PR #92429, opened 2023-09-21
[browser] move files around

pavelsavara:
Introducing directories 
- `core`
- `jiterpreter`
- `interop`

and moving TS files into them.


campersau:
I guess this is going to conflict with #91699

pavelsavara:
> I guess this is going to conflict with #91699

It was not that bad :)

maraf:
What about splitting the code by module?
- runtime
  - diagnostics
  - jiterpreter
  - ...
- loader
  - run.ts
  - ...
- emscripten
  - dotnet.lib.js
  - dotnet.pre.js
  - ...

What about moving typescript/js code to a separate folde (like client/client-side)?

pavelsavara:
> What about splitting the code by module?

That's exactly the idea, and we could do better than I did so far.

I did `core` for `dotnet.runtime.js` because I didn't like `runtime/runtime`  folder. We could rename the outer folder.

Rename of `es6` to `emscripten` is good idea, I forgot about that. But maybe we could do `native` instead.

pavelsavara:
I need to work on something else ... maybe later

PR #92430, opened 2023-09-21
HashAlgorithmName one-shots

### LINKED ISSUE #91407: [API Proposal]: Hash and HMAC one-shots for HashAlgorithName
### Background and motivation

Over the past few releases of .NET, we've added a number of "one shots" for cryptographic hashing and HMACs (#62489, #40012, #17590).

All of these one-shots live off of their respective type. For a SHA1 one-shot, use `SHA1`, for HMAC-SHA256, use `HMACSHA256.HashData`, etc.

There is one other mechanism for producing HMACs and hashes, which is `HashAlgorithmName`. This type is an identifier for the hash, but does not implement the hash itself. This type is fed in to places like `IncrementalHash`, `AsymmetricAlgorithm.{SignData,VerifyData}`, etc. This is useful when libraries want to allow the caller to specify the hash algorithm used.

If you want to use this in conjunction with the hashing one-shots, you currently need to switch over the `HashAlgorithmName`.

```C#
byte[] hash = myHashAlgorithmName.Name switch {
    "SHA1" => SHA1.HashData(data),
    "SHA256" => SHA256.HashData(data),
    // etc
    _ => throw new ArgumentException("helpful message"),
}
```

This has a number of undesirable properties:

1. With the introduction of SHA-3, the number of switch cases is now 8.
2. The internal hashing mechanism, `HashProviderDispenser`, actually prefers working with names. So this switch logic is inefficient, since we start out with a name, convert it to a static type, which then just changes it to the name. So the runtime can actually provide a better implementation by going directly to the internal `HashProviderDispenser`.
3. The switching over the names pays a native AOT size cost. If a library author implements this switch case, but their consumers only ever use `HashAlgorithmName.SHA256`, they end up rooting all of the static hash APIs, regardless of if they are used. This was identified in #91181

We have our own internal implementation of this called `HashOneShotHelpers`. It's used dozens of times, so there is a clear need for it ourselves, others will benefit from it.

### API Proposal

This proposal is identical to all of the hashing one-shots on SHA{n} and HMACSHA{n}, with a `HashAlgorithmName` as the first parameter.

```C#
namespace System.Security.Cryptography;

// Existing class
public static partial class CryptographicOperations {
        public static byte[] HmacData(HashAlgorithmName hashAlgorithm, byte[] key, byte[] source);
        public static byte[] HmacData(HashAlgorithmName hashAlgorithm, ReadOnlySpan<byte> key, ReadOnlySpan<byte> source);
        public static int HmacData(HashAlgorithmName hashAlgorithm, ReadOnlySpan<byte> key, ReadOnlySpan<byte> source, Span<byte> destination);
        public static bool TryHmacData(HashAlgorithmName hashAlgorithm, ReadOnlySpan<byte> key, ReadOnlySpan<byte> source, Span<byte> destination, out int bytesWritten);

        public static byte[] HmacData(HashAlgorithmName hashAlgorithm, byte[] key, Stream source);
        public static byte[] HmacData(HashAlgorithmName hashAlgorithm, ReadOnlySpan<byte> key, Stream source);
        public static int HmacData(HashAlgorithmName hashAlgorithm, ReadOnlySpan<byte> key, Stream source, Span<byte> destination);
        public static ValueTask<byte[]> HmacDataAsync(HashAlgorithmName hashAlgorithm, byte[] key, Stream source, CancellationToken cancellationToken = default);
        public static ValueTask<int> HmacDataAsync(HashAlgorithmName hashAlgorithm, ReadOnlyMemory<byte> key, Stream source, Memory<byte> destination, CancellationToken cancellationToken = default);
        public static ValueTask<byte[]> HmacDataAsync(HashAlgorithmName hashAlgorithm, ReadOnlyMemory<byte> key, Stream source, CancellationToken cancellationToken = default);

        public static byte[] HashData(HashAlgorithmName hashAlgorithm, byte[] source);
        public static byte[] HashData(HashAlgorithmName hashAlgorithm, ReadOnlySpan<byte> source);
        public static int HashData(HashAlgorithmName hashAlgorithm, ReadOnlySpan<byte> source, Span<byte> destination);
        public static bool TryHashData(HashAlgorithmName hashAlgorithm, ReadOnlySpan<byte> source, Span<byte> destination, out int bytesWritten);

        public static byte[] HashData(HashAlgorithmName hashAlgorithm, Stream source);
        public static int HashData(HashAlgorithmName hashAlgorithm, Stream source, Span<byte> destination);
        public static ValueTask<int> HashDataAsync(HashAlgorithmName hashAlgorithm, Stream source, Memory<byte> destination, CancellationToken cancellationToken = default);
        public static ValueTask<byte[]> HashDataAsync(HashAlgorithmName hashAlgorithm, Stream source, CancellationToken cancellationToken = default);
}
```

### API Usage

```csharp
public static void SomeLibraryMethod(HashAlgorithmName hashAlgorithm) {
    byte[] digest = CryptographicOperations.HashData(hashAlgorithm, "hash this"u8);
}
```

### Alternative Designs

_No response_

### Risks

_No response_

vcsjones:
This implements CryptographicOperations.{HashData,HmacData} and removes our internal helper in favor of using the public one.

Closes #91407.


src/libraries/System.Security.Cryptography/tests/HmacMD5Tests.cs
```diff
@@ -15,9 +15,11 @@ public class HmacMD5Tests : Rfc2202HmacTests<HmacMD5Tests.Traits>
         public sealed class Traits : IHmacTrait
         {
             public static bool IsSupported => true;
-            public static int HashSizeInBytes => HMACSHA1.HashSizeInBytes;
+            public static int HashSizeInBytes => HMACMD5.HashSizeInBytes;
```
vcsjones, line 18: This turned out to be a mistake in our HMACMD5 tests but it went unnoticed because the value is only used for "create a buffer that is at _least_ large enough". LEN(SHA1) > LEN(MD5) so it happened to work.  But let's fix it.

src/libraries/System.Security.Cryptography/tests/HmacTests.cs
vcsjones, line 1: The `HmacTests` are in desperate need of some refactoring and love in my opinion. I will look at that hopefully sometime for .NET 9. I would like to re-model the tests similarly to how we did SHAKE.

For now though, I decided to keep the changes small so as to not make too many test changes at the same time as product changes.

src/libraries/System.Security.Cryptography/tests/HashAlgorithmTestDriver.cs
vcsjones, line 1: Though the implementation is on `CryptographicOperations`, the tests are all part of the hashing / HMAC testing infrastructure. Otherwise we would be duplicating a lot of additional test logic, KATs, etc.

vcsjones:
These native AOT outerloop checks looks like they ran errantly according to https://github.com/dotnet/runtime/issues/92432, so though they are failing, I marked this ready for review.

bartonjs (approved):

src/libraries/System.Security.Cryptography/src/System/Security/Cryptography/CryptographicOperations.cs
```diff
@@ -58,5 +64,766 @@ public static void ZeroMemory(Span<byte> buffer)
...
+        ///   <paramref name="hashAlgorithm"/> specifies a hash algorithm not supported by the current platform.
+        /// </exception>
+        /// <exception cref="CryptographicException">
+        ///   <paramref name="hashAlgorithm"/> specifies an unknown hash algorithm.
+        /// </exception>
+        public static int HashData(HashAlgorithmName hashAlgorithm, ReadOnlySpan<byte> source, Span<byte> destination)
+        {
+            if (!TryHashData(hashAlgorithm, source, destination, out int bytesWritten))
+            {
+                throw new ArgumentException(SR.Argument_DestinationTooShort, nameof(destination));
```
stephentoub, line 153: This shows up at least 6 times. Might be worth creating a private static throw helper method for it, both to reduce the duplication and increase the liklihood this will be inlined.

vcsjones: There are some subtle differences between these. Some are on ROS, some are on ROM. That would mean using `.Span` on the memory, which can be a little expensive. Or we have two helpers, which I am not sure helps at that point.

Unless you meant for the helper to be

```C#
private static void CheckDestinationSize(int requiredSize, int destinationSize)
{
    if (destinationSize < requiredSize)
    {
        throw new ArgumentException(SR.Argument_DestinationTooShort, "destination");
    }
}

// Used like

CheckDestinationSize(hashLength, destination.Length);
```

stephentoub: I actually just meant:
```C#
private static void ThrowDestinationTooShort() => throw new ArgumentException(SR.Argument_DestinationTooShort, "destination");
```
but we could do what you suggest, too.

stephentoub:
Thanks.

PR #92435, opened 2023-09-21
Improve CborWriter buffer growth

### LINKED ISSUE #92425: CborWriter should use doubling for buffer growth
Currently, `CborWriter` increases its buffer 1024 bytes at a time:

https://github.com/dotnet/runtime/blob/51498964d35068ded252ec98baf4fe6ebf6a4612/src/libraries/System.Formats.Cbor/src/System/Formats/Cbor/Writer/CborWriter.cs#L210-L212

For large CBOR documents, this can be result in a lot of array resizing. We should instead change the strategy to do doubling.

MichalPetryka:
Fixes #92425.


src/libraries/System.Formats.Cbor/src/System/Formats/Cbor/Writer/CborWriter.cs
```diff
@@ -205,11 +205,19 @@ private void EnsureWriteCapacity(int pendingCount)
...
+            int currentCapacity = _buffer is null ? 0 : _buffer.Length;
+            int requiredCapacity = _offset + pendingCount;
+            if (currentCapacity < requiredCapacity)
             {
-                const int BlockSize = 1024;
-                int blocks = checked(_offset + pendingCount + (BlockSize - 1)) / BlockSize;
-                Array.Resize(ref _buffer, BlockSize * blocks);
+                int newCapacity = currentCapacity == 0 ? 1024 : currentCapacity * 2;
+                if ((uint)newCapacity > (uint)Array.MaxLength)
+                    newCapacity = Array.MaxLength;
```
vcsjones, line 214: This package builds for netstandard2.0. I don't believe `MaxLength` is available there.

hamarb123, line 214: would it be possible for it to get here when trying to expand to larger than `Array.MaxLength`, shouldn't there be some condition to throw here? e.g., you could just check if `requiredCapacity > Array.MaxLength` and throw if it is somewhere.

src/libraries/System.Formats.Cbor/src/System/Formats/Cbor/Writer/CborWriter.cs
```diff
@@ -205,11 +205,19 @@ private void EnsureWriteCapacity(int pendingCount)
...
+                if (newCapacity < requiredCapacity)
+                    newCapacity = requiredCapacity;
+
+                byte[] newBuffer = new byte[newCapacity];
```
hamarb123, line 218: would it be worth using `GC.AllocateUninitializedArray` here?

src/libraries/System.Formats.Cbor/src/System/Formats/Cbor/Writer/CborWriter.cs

******************************

- **What you are asked to do**:
Word for word, set down the lines from the beginning of the records through the line that holds "HashAlgorithmName one-shots". Leave out the rest.

- **Solution to this problem**:
PR #92429, opened 2023-09-21
[browser] move files around

pavelsavara:
Introducing directories 
- `core`
- `jiterpreter`
- `interop`

and moving TS files into them.


campersau:
I guess this is going to conflict with #91699

pavelsavara:
> I guess this is going to conflict with #91699

It was not that bad :)

maraf:
What about splitting the code by module?
- runtime
  - diagnostics
  - jiterpreter
  - ...
- loader
  - run.ts
  - ...
- emscripten
  - dotnet.lib.js
  - dotnet.pre.js
  - ...

What about moving typescript/js code to a separate folde (like client/client-side)?

pavelsavara:
> What about splitting the code by module?

That's exactly the idea, and we could do better than I did so far.

I did `core` for `dotnet.runtime.js` because I didn't like `runtime/runtime`  folder. We could rename the outer folder.

Rename of `es6` to `emscripten` is good idea, I forgot about that. But maybe we could do `native` instead.

pavelsavara:
I need to work on something else ... maybe later

PR #92430, opened 2023-09-21
HashAlgorithmName one-shots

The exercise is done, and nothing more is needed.